• [WHAT TO WORK ON]
Among the entries, which lines carry the string "distributed"? Copy every one.

(Data entries)
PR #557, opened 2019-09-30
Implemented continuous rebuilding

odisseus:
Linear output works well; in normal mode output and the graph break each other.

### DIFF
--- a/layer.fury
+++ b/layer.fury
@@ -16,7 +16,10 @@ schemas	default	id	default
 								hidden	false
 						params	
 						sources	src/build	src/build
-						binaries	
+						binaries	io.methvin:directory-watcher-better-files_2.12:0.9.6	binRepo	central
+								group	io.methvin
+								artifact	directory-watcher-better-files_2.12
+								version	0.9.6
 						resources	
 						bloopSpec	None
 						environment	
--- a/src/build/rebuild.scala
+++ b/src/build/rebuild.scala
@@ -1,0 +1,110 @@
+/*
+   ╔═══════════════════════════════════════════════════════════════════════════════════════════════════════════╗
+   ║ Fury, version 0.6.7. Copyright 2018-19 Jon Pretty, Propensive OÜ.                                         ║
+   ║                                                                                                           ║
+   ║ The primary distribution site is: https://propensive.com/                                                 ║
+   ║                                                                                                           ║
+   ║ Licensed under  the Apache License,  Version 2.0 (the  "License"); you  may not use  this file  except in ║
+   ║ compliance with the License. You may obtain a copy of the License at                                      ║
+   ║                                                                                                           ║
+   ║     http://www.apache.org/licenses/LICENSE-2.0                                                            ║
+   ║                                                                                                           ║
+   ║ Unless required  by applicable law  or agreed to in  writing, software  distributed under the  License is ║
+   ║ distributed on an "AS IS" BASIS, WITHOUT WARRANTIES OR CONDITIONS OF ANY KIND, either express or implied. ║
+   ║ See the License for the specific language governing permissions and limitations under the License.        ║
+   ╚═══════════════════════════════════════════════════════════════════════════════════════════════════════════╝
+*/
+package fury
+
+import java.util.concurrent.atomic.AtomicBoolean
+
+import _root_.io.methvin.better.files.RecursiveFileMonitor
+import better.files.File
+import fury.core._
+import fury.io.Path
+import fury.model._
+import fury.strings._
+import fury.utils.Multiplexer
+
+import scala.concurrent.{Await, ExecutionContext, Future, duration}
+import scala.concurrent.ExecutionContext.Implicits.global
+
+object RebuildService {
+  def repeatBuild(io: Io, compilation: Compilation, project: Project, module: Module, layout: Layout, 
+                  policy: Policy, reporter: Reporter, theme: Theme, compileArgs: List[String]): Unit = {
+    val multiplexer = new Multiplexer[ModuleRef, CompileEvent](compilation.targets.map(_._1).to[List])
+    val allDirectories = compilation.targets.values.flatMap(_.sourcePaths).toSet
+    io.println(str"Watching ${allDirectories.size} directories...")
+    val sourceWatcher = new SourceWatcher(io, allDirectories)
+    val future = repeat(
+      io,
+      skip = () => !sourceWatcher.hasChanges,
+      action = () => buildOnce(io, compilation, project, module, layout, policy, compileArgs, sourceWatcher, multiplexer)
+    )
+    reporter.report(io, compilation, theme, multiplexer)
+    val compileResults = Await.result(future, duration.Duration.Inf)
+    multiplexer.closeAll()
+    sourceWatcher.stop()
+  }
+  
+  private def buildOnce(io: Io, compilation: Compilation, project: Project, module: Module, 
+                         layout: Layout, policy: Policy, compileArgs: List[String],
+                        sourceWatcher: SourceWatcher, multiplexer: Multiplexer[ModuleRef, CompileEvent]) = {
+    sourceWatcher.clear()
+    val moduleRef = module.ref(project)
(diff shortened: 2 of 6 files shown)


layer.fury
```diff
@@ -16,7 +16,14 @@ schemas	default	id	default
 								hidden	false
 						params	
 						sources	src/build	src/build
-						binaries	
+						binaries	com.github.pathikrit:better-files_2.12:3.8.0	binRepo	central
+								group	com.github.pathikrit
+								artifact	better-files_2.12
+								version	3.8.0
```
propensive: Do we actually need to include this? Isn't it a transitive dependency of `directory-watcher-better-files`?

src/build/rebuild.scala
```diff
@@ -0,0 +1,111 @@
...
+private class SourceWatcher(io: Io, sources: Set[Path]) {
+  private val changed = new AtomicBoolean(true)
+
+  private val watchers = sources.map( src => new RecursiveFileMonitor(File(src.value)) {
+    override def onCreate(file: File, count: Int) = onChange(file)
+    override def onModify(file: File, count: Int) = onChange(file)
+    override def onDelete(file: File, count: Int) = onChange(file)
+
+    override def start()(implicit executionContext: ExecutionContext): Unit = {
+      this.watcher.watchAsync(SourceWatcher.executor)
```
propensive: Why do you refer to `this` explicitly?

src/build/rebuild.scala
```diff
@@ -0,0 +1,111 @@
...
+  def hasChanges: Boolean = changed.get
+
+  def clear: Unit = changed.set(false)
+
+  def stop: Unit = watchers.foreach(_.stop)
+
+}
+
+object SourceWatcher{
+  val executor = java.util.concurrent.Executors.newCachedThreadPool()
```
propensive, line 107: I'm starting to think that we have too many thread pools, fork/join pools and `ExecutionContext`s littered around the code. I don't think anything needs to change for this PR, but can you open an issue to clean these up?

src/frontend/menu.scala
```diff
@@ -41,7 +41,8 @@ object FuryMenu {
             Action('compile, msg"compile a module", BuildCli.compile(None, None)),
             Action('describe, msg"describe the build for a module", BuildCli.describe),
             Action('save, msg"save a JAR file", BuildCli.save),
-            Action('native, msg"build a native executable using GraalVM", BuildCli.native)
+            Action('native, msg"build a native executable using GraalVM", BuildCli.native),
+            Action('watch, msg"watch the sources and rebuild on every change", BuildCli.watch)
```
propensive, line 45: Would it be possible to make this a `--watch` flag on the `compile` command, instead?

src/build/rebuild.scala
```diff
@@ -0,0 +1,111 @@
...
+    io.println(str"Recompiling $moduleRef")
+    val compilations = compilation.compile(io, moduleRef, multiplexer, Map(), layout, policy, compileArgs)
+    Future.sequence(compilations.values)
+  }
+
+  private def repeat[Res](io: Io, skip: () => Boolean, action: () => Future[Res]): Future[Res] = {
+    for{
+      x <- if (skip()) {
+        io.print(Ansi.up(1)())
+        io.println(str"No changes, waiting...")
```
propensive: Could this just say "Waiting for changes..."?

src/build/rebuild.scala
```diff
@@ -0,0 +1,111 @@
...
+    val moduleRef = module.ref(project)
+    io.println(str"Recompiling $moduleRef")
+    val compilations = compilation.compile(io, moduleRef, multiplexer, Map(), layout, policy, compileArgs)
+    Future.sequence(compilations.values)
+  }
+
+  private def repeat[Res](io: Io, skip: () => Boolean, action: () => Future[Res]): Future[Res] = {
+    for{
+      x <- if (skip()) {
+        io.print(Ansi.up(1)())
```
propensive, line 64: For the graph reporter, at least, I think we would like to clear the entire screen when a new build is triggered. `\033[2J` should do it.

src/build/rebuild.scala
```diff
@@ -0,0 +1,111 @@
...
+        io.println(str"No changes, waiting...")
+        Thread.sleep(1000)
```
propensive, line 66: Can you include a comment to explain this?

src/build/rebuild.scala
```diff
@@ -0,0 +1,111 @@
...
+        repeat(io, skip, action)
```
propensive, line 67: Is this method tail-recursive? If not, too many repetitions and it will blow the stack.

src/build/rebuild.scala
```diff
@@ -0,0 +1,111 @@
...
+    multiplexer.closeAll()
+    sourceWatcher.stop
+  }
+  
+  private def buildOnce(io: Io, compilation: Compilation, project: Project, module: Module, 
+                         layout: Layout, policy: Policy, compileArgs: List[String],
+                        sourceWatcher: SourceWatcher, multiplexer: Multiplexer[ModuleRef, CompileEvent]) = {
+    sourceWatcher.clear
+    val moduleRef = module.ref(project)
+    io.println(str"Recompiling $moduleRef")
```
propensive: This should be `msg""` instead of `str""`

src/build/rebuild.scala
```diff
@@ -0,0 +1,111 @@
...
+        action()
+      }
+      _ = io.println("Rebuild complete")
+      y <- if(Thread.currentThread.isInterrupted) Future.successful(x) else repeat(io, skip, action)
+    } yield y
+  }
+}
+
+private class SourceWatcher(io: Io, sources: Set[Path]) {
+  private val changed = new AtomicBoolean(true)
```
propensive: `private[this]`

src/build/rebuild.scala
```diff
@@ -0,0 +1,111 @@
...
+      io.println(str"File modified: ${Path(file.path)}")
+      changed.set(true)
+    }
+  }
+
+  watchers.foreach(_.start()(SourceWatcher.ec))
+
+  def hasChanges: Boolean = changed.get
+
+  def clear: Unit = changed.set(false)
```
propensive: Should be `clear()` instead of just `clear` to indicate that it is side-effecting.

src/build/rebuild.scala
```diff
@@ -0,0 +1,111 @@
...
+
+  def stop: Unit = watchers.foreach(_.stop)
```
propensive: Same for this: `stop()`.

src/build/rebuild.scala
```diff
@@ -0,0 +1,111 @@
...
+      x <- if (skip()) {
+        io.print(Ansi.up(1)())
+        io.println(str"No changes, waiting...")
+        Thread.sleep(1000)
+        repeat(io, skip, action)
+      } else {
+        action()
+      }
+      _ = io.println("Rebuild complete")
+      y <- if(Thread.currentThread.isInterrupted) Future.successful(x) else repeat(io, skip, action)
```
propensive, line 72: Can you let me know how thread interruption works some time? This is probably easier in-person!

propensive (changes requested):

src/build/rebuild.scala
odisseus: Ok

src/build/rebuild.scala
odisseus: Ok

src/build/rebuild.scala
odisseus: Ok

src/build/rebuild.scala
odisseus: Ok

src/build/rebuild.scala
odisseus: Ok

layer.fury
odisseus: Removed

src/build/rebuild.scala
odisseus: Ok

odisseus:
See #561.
==
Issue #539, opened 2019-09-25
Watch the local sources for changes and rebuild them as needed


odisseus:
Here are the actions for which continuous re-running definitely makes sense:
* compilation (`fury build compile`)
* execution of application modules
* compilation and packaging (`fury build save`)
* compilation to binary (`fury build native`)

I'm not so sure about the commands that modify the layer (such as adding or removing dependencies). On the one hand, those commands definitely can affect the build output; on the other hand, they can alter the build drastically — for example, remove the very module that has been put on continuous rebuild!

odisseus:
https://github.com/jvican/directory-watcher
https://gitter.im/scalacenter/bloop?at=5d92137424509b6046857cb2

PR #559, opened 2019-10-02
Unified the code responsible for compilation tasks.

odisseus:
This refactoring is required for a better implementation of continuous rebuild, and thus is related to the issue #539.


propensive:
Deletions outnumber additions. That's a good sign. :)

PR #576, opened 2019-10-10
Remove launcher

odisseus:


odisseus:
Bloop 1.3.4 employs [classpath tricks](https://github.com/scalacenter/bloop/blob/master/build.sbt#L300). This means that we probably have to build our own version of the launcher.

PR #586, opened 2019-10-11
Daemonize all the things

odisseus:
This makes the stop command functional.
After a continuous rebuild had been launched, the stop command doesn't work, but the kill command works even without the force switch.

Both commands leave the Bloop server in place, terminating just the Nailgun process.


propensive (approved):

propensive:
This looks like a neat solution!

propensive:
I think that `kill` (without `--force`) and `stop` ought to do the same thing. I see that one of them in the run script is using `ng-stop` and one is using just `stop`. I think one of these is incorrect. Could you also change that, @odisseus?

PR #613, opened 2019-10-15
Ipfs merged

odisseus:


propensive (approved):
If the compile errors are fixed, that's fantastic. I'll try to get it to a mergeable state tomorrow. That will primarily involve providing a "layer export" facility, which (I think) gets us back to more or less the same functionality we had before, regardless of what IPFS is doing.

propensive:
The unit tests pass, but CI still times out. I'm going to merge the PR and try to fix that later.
--
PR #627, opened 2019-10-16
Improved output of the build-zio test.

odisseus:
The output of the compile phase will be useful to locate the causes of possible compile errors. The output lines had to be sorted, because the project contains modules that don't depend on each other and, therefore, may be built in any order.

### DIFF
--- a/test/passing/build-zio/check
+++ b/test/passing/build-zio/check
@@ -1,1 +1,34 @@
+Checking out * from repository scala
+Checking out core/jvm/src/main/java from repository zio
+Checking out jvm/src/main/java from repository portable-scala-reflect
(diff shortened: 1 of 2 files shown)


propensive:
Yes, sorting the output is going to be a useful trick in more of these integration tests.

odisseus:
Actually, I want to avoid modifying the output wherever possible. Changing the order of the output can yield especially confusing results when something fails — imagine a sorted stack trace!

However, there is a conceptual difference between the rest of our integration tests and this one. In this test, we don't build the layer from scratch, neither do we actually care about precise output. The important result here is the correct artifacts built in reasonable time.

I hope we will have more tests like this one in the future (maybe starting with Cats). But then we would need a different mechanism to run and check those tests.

• [EXPECTED ANSWER]
+   ║ Unless required  by applicable law  or agreed to in  writing, software  distributed under the  License is ║
+   ║ distributed on an "AS IS" BASIS, WITHOUT WARRANTIES OR CONDITIONS OF ANY KIND, either express or implied. ║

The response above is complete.